[Collected data]

>>

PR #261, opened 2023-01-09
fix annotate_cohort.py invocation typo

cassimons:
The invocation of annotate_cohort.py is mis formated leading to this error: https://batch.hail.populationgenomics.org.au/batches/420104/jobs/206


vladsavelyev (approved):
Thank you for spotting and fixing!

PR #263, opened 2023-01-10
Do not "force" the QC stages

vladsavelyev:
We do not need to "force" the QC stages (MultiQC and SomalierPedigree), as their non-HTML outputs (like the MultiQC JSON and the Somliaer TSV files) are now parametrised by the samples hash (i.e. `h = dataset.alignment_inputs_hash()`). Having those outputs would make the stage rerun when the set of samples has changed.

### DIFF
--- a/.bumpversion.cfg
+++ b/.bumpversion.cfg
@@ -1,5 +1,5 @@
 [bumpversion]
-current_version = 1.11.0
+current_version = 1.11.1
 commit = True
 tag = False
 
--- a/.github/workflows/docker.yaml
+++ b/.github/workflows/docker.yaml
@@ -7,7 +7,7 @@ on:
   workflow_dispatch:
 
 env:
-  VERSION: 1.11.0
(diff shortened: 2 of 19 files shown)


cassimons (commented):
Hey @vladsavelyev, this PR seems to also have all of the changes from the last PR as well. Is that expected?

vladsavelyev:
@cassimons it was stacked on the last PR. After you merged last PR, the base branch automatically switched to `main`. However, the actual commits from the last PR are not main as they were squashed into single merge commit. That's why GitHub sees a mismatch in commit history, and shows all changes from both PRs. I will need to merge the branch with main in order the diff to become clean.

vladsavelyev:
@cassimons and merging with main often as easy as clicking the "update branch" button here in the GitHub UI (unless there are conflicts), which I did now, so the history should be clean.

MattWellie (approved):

<<

WHAT THE TASK ASKS :: Extract the complete data, matching each line exactly.

RESULT OF THIS EXERCISE ::
PR #261, opened 2023-01-09
fix annotate_cohort.py invocation typo

cassimons:
The invocation of annotate_cohort.py is mis formated leading to this error: https://batch.hail.populationgenomics.org.au/batches/420104/jobs/206


vladsavelyev (approved):
Thank you for spotting and fixing!

PR #263, opened 2023-01-10
Do not "force" the QC stages

vladsavelyev:
We do not need to "force" the QC stages (MultiQC and SomalierPedigree), as their non-HTML outputs (like the MultiQC JSON and the Somliaer TSV files) are now parametrised by the samples hash (i.e. `h = dataset.alignment_inputs_hash()`). Having those outputs would make the stage rerun when the set of samples has changed.

### DIFF
--- a/.bumpversion.cfg
+++ b/.bumpversion.cfg
@@ -1,5 +1,5 @@
 [bumpversion]
-current_version = 1.11.0
+current_version = 1.11.1
 commit = True
 tag = False
 
--- a/.github/workflows/docker.yaml
+++ b/.github/workflows/docker.yaml
@@ -7,7 +7,7 @@ on:
   workflow_dispatch:
 
 env:
-  VERSION: 1.11.0
(diff shortened: 2 of 19 files shown)


cassimons (commented):
Hey @vladsavelyev, this PR seems to also have all of the changes from the last PR as well. Is that expected?

vladsavelyev:
@cassimons it was stacked on the last PR. After you merged last PR, the base branch automatically switched to `main`. However, the actual commits from the last PR are not main as they were squashed into single merge commit. That's why GitHub sees a mismatch in commit history, and shows all changes from both PRs. I will need to merge the branch with main in order the diff to become clean.

vladsavelyev:
@cassimons and merging with main often as easy as clicking the "update branch" button here in the GitHub UI (unless there are conflicts), which I did now, so the history should be clean.

MattWellie (approved):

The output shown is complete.